Description
Sentiment analysis or opinion mining focuses on identifying and categorizing opinions expressed in text toward a particular topic, product, or service is positive, negative, or neutral. This technology is widely used in monitoring and analyzing customer feedback, market research, and social media monitoring to understand consumer sentiment.
Amazon reviews are a rich data source for sentiment analysis because they consist of a textual review and a star rating, typically on a scale from 1 to 5 stars, which clearly indicates the customer’s sentiment towards the product. These reviews are written by customers who have purchased and used the products, offering their opinions, experiences, and satisfaction levels. Sentiment analysis on Amazon reviews involves processing and analyzing these texts to extract insights about general sentiment, specific features of the product that customers liked or disliked, and overall customer satisfaction. Such analysis helps businesses improve products, address customer concerns, and make strategic decisions.
Use Amazon reviews for one or more categories of products found here:
https://cseweb.ucsd.edu/~jmcauley/datasets/amazon/links.html
Clean and preprocess the data including removing irrelevant information, stop words, lower casing and standardizing the text format for analysis. dataset. Apply sentiment analysis techniques to the preprocessed review texts as discussed in the class and starter program. Finally, analyze the results to identify patterns and insights.
Tasks
- Data Preprocessing:
- Load the dataset and perform initial exploration to understand its structure.
- Clean the text data, including removing special characters, stopwords, applying lowercasing, and other tasks as you deem necessary.
- Word2Vec, fasttext embeddings
- Create 100D, 200D or 300D vectors using both Word2Vec (CBOW and SkipGram separately), and fasttext algorithms
- Average the vectors to create new average vector columns in the df
- Perform EDA to analyze associations between vectors from the three methods above.
- Sentiment Analysis:
- Use Overall rating (1-5 scale) column and convert it to a binary column (1&2 = Negative, 4&5 = Positive, remove 3 category data)
- Perform dimension reduction using techniques of your choice (e.g. PCA, LSA, UMAP, LLE, t_SNE etc.)
- Use the reduced dimensions to create classification model (sentiment analysis)

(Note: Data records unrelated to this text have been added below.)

PR #1204, opened 2016-01-27
Reverse order of xaxis and calculate deltas accordingly.

brainstorm:
Thanks @guillermo-carrasco. 

@lpantano: chime in if you have any hints regarding this piece of [matplotlib code](https://github.com/brainstorm/bcbio-nextgen/blob/master/bcbio/graph/graph.py#L166):

```
  top_axis.set_xticks([k for k, v in tick_kvs])
  top_axis.set_xticklabels([v for k, v in tick_kvs],
                             rotation=45, ha='left', size=16)
```

As it is now, the xaxis `steps` annotations get overlapped on the resulting graphs :/

skarmavbild 2016-01-27 kl 22 28 59

### DIFF
--- a/bcbio/graph/graph.py
+++ b/bcbio/graph/graph.py
@@ -99,7 +99,7 @@ def delta_from_prev(prev_values, tstamps, value):
 
     # Take the difference from the previous value and divide by the interval
     # since the previous sample, so we always return values in units/second.
-    return (value - prev_val) / (cur_tstamp - prev_tstamp).seconds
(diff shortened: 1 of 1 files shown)


chapmanb:
Thanks for these fixes so far, happy to get the correct ordering in. If anyone has any luck debugging the label problem that would be awesome as well. Much appreciated.

lpantano:
as told to @brainstorm, it seems this fixes it:

`mpl.dates.num2epoch(mpl.dates.date2num(tstamp)`

don't know what changed though. :tada:

PR #1206, opened 2016-02-01
Better looking collectl plots. Fix Y axis for network plots to easily compare.

brainstorm:
node13_net_bytes

@ohofmann, @lpantano


chapmanb:
Roman -- thanks for cleaning these up. The new plots look great.

PR #1214, opened 2016-02-04
Master

apastore:
I am trying to Fix the MuTect2 vcf to match other paired sample caller
and to support the gremline.py, but I have no idea how to deal with the
out_file


apastore:
I am trying to fix the MuTect2 vcf output to match oder caller and to work with downstream germline.py, but still failing...
I appreciate any suggestion!
Thanks!

chapmanb:
Alessandro;
Happy to have a look at this. I'd like to see if we can stream the output to avoid needing to write file intermediates. It's frustrating things like sample names don't get mapped to the output file, and I also don't see an obvious flag for tumor/germline which we might have to do from the tumor and normal LOD scores. Thanks for all the work so far.

apastore:
Thanks Brad,
I also noticed that some INFO filed necessary for the RTG validation are missing "INFO=VQSLOD", "GQ", "QUAL", "DP"

Eduardo-Alves:
mutect2 doesnt have REJECT, SOMATIC filters in the vcf file and the anaysis is crashing at Germiline Extraction with an error:
File "/usr/local/share/bcbio/anaconda/lib/python2.7/site-packages/bcbio/variation/germline.py", line 109, in is_germline
if "SOMATIC" in dict(rec.INFO):
File "cyvcf2/cyvcf2.pyx", line 1179, in cyvcf2.cyvcf2.INFO.__next_ (cyvcf2/cyvcf2.c:24884)
File "cyvcf2/cyvcf2.pyx", line 1126, in cyvcf2.cyvcf2.INFO._getval (cyvcf2/cyvcf2.c:23956)
KeyError

According to this post, all mutect2 output variants are somatic

http://gatkforums.broadinstitute.org/gatk/discussion/6768/what-does-mutect-output-means


(i also had to use mutect2 nightly because of a bug in mutect2 which doesn't handle -L parameter for tumor only. I am not sure if this bug affects all mutect2 results)
http://gatkforums.broadinstitute.org/gatk/discussion/6690/mutect2-tumor-only-mode-empty-vcfs

Thank you

Eduardo

example mutect2 vcf output (now both indels and snps are reported)

1 43815008 . TG T . clustered_events;homologous_mapping_event BaseQRankSum=-7.482;ClippingRankSum=0.401;DP=2026;ECNT=7;FS=3.007;HCNT=18;MAX_ED=80;MIN_ED=29;MQ=92.63;MQ0=0;MQRankSum=-6.091;NLOD=0.00;ReadPosRankSum=1.955;TLOD=38.77 GT:AD:AF 0/1:1989,30:0.015
1 43815009 rs121913615 G T . clustered_events;homologous_mapping_event BaseQRankSum=12.469;ClippingRankSum=2.206;DB;DP=2026;ECNT=7;FS=2.581;HCNT=18;MAX_ED=80;MIN_ED=29;MQ=92.63;MQ0=0;MQRankSum=-18.528;NLOD=0.00;ReadPosRankSum=1.570;TLOD=374.92 GT:AD:AF:PGT:PID 0/1:1888,131:0.065:0|1:43815009_G_T

chapmanb:
Alessandro and Eduardo;
Thanks again for this work and background. I finalized the MuTect2 integration and performed a validation against the DREAM synthetic 4 dataset (http://imgur.com/a/gqzwm). It looks quite good on this dataset, although this likely one used for tuning. This finalization is based on your patches above but I used streaming to avoid needing to write and manipulate temporary files. It now calls and finalizes cleanly, include germline extraction (although it doesn't really call germline) and validation.

I did not include converting AF to FREQ scores, as AF is also commonly used and I don't want to collect too many of these conversions into the caller integration where they're hard to tweak and extend. If we want to normalize VCF attributes, it would be a good idea to handle this as a separate tool outside of bcbio that we could use in pipelines for normalization. This is a great project if anyone wants to take it on.

Thank you again for helping with this integration. Happy to have it in bcbio for the next release.

apastore:
Thanks you for this Brad! 
Happy that now Mutect2 is properly integrated after your commit!

I was starting some work on Aberrant Splice. Do you think it would be interesting for Bcbio? Do you have some software that would be meaning full to integrate? I was checking MISO and rMATS

Thanks!

roryk:
Hi @apastore,

We've been moving more towards running Sailfish/Salmon/Kallisto and using Sleuth to call differential isoforms downstream. Some of the sleuth stuff is in `bcbio.rnaseq`. MISO is great and the idea behind using the insert size distribution as a prior is really good, but creating the indices is non-trivial and it doesn't handle biological replicates very well. I haven't looked at rMATS at all, so any input you have about it would be great. There are lots of software that will spit out a huge list of splice variants but they are mostly false, and we are trying to avoid perpetuating that problem. I feel pretty skeptical of anything that is calling de-novo junctions in terms of it not being a false positive generator, but I would be happy to be wrong.

roryk:
I have some code that is commented out in https://github.com/chapmanb/cloudbiolinux/blob/master/utils/prepare_tx_gff.py to make the MISO event database (search for make_miso_events). I remember it had some problems with some types of GTF but I forget not what the issues were.

apastore:
I was reading the miso docs https://miso.readthedocs.org/en/fastmiso/annotation.html. And I have generate the gff file with rnaseqlib <http://rnaseqlib.readthedocs.org/> as they suggest for GRCh37. would not be possible to provide them with the other rnaseq gtf file?

roryk:
Right, for GRCh37 and mm9 and what not it works fine but other non-Ensembl GTFs you have to do a bunch of massaging to make it work which is what the cloudbiolinux script did. I think the other downside of  MISO is you can't do anything more than compare two groups to each other, there is no way to model a model a mode complicated experiment.

PR #1242, opened 2016-02-25
Rmats

apastore:
this is a first tentative integration of rMATS (Multivariate Analysis
of Transcript Splicing).  http://rnaseq-mats.sourceforge.net


chapmanb:
Alessandro;
Sorry to be so slow in getting to these additions. We've been working on finalizing your MuTect2 work so we could look at this. If you still find this addition useful and can submit a clean pull request we'd be happy to work on it. I'd need advice from @roryk and @lpantano on how best to integrate this into the current RNA-seq workflow. Thanks again.

apastore:
Sure! I have realized that rMATS have some problem to work on trimmed reads bam files.  that’s way I have pull the commit out, not because of other reason! Do bcbio generate tophat2 (or star) alignment without trimming? 

Thanks!

PR #1244, opened 2016-02-25
Typo in Multiple files per sample parameters list

bcosc:


chapmanb:
Bryan -- thanks so much for the fix.

PR #1245, opened 2016-02-25
bioconda for private bcbio installation 

apastore:
The documentation report conda install -c bcbio bcbio-nextgen for a local bcbio install.
Update the local/private bcbio installation conda to bioconda in the docs.


chapmanb:
Thanks for catching this, much appreciated.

- Use proper ML pipeline techniques by splitting the data into test and train and tuning hyperparameters.
- Perform SA using the above setting (Method 1) + Method 2 (CNN, RNN)
- Lastly, apply VADER and TextBlob on your choice of reviews.
- Comparison:
- Compare various methods in 3 and provide reasoning for the most optimal model.
- Analyze SA on the test data and describe the results in detail.
- Look for patterns in the instances where the model went wrong. For example, filter out reviews where the model made False Positive (or False negative) errors and look for patterns.
Expected Output
Please submit a fully executed jupyter notebook identifying question number and steps. Make sure to add comments to your solution.